[Material supplied]
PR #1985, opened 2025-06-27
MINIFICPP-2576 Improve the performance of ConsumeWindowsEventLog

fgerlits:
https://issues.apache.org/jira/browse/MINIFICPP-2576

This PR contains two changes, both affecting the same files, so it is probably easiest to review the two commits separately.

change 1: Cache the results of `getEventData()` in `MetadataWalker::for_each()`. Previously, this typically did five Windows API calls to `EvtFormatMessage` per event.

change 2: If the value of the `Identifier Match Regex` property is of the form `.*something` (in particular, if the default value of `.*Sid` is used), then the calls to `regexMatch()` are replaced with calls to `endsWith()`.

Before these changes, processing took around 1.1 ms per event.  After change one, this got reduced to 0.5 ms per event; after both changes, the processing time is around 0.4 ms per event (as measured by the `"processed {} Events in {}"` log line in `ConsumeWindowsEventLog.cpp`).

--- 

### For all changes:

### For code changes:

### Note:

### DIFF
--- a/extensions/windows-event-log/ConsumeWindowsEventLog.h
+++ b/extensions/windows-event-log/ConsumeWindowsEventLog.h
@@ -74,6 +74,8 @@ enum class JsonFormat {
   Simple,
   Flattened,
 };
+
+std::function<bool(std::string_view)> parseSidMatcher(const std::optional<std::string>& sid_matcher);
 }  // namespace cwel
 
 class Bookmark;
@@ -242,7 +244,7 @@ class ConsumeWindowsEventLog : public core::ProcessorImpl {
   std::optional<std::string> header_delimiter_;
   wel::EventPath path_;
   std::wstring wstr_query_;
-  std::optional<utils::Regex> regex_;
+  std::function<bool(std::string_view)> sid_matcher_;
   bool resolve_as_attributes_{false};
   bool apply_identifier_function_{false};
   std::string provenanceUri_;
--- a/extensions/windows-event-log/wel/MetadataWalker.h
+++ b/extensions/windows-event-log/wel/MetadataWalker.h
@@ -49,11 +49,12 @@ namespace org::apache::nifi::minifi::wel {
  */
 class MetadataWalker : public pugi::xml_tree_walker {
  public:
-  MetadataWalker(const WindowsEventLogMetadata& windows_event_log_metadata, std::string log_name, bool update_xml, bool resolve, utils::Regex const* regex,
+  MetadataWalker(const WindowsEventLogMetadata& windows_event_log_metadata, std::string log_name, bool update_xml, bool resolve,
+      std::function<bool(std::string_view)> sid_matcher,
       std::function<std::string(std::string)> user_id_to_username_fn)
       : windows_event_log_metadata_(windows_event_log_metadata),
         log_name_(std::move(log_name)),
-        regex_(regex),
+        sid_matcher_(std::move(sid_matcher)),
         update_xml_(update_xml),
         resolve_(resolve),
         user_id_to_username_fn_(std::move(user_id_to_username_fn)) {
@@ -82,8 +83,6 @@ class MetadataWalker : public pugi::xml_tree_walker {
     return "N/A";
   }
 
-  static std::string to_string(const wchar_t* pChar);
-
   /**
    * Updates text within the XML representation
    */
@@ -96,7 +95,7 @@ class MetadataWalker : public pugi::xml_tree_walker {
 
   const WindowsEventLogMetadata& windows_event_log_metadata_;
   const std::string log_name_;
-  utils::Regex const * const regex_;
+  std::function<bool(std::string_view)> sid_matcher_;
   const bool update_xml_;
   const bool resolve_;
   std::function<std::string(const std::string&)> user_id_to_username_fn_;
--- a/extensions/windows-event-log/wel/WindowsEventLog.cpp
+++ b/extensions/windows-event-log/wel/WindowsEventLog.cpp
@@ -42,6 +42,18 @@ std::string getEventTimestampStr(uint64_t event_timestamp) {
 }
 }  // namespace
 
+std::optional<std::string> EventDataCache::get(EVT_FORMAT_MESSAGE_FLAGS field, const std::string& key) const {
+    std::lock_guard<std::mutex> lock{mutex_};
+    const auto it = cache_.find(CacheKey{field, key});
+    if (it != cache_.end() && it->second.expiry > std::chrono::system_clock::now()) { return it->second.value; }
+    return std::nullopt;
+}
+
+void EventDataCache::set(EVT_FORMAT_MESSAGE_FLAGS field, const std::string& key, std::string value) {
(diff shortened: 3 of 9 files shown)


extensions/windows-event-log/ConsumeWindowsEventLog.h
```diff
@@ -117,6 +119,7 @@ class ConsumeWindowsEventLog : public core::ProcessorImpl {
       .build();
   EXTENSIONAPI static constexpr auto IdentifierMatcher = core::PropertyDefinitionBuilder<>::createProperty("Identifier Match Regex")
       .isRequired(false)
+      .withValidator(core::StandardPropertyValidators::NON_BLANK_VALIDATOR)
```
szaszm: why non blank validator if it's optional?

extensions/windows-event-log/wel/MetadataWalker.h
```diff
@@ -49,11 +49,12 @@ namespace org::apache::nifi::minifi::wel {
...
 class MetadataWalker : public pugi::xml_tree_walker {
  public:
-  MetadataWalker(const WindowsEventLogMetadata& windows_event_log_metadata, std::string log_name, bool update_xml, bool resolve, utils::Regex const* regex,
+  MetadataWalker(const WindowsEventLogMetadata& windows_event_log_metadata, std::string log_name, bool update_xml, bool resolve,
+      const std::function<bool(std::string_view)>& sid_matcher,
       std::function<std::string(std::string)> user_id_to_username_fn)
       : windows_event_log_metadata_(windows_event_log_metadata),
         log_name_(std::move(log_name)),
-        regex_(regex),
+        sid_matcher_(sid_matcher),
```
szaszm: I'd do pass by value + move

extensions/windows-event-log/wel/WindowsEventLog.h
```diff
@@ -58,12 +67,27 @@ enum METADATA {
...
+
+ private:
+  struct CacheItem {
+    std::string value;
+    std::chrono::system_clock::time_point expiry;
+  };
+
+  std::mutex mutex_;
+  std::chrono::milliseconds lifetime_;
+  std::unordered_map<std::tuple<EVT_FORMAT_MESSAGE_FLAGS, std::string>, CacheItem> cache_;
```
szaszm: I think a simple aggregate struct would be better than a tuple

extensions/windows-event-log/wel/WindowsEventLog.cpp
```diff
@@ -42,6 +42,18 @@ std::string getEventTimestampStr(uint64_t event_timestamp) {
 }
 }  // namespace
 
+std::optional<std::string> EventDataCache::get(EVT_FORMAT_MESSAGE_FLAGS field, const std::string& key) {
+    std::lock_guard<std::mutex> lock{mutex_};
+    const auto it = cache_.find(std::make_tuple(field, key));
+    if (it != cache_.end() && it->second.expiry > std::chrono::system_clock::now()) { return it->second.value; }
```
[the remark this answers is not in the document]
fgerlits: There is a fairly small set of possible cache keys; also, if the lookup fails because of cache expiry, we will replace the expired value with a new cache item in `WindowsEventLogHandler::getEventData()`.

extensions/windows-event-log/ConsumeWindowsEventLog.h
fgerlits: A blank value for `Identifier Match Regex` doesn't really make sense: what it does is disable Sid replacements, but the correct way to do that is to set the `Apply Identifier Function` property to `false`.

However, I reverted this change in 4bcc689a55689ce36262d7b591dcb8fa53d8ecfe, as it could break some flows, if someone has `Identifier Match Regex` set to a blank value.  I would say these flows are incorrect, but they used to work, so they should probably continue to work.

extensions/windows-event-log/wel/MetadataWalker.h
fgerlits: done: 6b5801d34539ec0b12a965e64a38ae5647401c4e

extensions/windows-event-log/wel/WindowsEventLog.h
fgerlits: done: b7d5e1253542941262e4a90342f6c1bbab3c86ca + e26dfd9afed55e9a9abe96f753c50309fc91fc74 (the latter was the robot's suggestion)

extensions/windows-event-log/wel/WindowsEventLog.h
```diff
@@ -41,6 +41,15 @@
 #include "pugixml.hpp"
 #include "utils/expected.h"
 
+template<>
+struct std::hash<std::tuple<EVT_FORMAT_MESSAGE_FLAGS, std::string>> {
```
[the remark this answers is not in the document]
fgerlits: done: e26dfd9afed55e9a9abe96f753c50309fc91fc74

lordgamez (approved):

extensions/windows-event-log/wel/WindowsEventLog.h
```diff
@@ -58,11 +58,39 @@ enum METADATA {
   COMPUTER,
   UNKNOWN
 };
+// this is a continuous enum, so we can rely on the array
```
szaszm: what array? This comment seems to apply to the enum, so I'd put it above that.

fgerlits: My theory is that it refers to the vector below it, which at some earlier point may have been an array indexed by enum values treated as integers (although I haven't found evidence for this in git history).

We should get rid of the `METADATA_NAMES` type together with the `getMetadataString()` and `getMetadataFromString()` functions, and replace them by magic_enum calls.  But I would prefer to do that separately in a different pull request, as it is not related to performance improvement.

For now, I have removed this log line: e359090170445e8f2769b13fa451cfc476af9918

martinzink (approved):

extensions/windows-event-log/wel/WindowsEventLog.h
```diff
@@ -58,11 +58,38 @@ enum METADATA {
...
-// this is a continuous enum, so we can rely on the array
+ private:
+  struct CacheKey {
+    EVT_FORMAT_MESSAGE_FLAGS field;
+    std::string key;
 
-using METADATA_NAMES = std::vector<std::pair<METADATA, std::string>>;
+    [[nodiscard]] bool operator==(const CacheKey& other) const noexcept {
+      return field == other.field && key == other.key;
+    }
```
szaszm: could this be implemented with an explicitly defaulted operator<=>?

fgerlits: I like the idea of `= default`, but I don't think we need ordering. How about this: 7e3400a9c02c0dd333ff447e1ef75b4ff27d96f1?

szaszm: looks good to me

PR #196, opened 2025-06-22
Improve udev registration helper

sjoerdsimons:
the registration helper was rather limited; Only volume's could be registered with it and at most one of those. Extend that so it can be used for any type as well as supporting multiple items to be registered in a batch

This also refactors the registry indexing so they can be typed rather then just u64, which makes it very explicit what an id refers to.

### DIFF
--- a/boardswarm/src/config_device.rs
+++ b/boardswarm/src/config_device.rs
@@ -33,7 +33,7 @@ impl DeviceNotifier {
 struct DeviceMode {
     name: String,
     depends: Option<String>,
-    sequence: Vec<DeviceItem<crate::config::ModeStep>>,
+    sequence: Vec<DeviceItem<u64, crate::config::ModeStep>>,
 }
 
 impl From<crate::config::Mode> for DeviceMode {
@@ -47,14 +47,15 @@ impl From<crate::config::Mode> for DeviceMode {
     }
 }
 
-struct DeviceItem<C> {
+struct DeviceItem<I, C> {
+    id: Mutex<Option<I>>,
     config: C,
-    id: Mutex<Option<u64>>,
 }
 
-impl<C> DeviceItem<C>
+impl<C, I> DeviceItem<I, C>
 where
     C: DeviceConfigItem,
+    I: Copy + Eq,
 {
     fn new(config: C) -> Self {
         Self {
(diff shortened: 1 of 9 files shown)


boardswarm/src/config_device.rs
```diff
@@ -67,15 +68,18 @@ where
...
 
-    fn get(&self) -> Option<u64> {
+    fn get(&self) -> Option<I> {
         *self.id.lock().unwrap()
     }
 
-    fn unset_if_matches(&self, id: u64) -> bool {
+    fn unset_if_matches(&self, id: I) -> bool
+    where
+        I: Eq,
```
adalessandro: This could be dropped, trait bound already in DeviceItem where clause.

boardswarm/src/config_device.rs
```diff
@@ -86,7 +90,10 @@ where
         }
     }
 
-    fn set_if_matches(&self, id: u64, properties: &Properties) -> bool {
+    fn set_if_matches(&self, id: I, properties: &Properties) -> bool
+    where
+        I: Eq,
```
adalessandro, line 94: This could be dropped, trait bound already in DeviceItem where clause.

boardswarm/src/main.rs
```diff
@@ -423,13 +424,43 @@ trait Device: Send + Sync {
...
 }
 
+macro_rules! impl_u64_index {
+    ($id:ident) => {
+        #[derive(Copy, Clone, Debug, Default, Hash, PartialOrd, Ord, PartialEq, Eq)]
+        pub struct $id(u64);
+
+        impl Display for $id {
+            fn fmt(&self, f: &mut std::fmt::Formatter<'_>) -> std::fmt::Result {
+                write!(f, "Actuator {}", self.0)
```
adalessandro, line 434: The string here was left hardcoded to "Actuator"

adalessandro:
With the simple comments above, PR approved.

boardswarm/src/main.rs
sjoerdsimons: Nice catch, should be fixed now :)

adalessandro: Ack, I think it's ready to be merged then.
[/Material supplied]
### [What you are asked to do]
Please say how many lines above contain "files", number only.

### [Your response]
3